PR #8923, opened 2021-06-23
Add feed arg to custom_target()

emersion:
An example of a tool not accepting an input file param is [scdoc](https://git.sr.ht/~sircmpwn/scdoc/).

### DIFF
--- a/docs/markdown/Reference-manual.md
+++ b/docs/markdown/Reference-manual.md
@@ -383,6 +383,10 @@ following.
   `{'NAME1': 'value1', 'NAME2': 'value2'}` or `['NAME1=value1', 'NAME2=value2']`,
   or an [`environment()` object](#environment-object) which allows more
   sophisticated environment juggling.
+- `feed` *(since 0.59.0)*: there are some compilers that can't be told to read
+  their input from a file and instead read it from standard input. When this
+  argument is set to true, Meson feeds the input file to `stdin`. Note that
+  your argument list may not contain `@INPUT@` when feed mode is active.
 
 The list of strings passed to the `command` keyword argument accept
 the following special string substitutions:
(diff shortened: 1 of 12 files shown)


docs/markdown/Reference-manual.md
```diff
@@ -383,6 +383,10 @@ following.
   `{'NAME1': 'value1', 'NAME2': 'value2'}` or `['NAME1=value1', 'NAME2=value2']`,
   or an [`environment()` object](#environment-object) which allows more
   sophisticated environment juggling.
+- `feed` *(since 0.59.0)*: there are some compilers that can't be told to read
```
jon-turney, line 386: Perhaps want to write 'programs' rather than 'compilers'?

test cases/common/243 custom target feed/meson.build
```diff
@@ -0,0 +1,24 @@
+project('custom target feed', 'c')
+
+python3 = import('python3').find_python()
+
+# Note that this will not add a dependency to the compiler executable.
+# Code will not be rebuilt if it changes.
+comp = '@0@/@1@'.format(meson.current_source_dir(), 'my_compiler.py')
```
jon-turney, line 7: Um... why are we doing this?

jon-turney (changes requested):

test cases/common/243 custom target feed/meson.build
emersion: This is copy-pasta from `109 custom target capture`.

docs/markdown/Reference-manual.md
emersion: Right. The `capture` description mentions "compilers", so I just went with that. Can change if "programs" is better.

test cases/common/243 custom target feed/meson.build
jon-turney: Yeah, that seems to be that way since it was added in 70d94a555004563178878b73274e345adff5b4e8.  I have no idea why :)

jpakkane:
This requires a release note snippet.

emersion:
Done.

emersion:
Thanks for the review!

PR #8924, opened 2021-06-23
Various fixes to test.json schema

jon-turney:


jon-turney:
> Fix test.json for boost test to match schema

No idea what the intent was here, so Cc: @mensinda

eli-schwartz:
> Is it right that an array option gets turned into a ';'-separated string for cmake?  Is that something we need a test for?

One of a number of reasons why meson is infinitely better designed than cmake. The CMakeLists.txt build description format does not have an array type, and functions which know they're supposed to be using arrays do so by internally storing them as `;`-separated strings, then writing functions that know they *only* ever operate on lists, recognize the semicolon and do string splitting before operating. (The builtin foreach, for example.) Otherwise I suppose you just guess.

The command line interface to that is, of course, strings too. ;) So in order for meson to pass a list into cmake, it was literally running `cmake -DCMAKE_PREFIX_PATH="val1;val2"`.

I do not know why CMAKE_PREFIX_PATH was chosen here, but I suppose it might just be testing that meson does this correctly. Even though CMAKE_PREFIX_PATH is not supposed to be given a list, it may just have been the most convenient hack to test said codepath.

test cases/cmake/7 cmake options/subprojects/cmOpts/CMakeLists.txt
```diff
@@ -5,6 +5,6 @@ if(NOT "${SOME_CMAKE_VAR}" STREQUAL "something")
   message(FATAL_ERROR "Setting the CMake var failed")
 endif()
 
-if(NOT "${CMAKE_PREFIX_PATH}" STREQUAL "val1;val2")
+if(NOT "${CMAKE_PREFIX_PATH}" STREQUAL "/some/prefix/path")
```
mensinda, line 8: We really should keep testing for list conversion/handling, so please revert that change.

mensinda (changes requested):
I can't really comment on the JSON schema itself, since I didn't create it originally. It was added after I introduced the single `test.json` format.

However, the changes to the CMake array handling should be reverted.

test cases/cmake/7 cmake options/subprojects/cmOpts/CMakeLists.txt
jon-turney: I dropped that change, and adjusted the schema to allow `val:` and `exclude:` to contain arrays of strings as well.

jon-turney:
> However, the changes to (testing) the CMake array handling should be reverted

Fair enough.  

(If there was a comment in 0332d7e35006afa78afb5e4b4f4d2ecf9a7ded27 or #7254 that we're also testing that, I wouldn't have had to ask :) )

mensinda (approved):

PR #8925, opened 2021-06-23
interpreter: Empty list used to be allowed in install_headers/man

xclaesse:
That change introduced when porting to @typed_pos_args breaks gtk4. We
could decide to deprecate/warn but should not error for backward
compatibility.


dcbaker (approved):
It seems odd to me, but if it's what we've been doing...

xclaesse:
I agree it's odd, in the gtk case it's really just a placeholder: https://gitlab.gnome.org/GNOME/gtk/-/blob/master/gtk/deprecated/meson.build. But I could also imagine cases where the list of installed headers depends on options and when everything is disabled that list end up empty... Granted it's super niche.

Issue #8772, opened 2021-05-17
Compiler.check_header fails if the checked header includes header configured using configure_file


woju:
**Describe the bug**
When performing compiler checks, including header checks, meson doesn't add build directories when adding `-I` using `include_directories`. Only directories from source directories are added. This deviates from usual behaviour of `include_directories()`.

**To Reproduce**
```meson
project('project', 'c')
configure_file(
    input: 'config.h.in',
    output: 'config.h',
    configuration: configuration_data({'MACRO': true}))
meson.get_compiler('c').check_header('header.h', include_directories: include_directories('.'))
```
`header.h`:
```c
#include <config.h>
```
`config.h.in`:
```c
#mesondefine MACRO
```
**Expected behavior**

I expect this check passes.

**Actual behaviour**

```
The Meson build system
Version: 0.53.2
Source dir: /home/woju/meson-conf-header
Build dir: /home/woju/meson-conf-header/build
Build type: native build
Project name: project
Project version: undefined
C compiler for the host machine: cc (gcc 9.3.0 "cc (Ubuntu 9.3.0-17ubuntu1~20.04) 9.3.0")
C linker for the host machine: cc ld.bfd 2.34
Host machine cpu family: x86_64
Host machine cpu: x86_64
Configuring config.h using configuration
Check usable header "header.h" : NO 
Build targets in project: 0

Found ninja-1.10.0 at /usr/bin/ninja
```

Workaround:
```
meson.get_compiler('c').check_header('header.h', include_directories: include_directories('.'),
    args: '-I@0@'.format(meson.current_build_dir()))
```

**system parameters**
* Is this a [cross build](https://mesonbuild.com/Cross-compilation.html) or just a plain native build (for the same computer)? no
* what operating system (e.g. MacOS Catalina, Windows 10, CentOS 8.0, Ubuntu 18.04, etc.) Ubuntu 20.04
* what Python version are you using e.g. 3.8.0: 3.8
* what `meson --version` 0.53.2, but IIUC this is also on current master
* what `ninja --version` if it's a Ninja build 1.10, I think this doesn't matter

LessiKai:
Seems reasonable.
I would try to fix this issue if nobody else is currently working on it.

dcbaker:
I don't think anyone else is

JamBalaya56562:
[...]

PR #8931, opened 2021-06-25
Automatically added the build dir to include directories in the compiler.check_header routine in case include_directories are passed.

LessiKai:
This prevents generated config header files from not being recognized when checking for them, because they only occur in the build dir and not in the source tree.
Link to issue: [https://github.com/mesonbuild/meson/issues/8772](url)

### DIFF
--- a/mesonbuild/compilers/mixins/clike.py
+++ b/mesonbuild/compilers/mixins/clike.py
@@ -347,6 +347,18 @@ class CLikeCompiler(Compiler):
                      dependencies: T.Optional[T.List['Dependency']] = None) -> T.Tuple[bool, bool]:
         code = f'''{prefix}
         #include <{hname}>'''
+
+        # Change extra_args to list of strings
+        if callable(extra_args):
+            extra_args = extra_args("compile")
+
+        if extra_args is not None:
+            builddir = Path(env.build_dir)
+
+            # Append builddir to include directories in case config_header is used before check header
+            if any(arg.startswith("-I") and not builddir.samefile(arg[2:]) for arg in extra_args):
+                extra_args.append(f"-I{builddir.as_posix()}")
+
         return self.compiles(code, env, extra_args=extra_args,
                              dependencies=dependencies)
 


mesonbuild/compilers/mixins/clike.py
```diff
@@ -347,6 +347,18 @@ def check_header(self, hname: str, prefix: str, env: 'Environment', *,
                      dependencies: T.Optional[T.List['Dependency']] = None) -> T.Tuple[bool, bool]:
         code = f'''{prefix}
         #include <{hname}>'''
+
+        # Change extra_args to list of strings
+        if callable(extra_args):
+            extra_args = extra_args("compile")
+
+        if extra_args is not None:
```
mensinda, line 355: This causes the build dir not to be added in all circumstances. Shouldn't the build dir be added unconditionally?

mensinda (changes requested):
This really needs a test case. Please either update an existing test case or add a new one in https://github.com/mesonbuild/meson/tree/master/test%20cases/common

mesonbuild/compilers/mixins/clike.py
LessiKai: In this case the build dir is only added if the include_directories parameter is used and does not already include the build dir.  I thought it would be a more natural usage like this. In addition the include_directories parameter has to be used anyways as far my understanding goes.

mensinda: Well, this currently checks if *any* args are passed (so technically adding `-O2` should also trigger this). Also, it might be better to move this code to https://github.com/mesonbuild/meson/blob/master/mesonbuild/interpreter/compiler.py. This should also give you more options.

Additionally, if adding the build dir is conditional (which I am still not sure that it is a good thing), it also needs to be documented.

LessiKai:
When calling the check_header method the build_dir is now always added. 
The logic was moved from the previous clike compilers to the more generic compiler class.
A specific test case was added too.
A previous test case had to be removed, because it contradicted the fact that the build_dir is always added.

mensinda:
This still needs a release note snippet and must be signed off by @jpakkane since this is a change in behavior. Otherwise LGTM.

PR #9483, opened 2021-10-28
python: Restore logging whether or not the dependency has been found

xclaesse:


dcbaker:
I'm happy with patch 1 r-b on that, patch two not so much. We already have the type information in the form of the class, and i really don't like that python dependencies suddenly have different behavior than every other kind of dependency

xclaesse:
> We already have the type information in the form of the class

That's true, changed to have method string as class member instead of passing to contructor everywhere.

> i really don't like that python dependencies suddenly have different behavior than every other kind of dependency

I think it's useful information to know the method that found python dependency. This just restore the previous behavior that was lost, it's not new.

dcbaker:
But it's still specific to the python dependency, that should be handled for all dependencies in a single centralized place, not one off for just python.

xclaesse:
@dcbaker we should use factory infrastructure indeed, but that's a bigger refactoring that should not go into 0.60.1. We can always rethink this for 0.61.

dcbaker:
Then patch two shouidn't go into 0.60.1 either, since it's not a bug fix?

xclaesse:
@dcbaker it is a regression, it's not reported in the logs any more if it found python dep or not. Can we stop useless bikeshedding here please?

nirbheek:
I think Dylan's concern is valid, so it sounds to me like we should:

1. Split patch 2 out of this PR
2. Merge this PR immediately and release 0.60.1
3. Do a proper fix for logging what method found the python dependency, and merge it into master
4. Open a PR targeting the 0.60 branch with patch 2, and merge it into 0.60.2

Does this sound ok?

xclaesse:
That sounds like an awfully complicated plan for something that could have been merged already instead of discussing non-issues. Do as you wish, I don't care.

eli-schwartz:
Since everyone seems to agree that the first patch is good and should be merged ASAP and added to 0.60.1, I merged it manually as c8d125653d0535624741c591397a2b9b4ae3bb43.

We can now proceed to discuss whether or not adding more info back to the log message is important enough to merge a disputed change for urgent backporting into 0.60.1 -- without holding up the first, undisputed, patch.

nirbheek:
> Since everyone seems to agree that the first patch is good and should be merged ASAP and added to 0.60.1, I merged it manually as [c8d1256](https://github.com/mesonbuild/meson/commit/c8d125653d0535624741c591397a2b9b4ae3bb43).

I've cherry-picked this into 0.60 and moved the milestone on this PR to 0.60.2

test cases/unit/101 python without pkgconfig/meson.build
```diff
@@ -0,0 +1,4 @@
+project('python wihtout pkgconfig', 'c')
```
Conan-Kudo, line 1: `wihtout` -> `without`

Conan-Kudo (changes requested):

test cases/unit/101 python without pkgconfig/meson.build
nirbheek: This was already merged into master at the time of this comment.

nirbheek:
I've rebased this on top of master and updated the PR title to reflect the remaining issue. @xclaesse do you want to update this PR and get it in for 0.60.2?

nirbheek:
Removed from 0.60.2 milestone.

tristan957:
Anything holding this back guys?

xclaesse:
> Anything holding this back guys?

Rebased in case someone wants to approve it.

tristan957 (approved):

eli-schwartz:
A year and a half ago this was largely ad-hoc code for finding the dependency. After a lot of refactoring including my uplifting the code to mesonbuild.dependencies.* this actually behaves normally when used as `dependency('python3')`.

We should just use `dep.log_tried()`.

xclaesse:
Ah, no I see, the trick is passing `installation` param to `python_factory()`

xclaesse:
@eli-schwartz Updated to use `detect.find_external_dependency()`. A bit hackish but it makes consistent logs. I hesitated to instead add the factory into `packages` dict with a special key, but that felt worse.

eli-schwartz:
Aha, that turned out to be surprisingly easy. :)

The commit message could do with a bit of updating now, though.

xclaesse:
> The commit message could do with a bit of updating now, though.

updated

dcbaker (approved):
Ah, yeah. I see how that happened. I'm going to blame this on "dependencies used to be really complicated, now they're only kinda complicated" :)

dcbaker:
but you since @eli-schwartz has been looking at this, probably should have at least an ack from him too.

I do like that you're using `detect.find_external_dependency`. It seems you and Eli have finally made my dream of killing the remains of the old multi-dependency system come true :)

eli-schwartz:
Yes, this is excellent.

============

* _Description of the task_: From the material above, determine how many lines hold the string "issues"; give the number without comment.

* _Solution_: 2